Il test del DNA fetale non è un test diagnostico, dunque non sostituisce i classici esami diagnostici invasivi come amniocentesi e villocentesi: si limita a indicare la percentuale di rischio delle malattie genetiche sopra elencate.

Se condotto nella sua versione estesa, l’esame può inoltre valutare alcune malattie metaboliche rare e  microdelezioni, vale a dire anomalie causate dalla dispersione di frammenti di DNA nel corredo genetico, che potrebbero essere legate all’insorgenza di disturbi del neurosviluppo.

Come si fa il test del DNA in gravidanza?

↑ top

L’esame consiste in un semplice prelievo del sangue e si basa sulla misurazione delle quantità di specifiche sequenze di DNA per ciascun cromosoma.

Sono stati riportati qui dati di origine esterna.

PR #517, opened 2017-10-02
Changing how IsGranted works so that it can use all controller args as subject

weaverryan:
This *should* work currently:

```
/**
 * @IsGranted("SOME_ATTR", subject="someVar")
 */
public function fooAction(Request $someVar)
```

The `Request $someVar` is resolved with an argument resolver. It should then be available as a subject to `IsGranted()`. But, this currently does not work: *no* arguments from argument resolvers are available (only `$request->attributes` are used as args).

This has been a long-standing issue with `@Security`. This fixes it for `@IsGranted`. Should we fix this also for `@Security`?

### DIFF
--- a/CHANGELOG.md
+++ b/CHANGELOG.md
@@ -1,6 +1,11 @@
 CHANGELOG
 =========
 
+5.0
+---
+ * Changed the `@Security` annotation to use arguments from argument
+   converters as expression variables.
+
 4.0
 ---
 
--- a/CHANGELOG.md
+++ b/CHANGELOG.md
@@ -4,7 +4,10 @@ CHANGELOG
 5.0
 ---
  * Changed the `@Security` annotation to use arguments from argument
-   converters as expression variables.
+   resolvers as expression variables.
+
+ * The `@IsGranted` annotation now also supports using arguments from the
+   argument resolvers as the subject.
 
 4.0
 ---
--- a/CHANGELOG.md
+++ b/CHANGELOG.md
@@ -3,6 +3,7 @@ CHANGELOG
 
 5.0
 ---
+
  * Changed the `@Security` annotation to use arguments from argument
    resolvers as expression variables.
 
--- a/EventListener/IsGrantedListener.php
+++ b/EventListener/IsGrantedListener.php
@@ -12,8 +12,8 @@
 namespace Sensio\Bundle\FrameworkExtraBundle\EventListener;
 
 use Sensio\Bundle\FrameworkExtraBundle\Configuration\IsGranted;
+use Sensio\Bundle\FrameworkExtraBundle\Request\ArgumentNameConverter;
 use Symfony\Component\EventDispatcher\EventSubscriberInterface;
-use Symfony\Component\HttpKernel\ControllerMetadata\ArgumentMetadataFactoryInterface;
 use Symfony\Component\HttpKernel\Event\FilterControllerArgumentsEvent;
 use Symfony\Component\HttpKernel\Exception\HttpException;
 use Symfony\Component\HttpKernel\KernelEvents;
@@ -27,12 +27,12 @@ use Symfony\Component\Security\Core\Exception\AccessDeniedException;
  */
 class IsGrantedListener implements EventSubscriberInterface
 {
-    private $argumentMetadataFactory;
+    private $argumentNameConverter;
     private $authChecker;
 
-    public function __construct(ArgumentMetadataFactoryInterface $argumentMetadataFactory, AuthorizationCheckerInterface $authChecker = null)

Per fare il test non è necessario essere a digiuno. Chiaramente essendo un esame non invasivo, non comporta rischio di aborto, che interessa invece in percentuali variabili gli esami invasivi. Le donne lo vedono come un passaggio preliminare prima di decidere se sottoporsi, eventualmente e sotto indicazione del proprio medico, a un esame invasivo.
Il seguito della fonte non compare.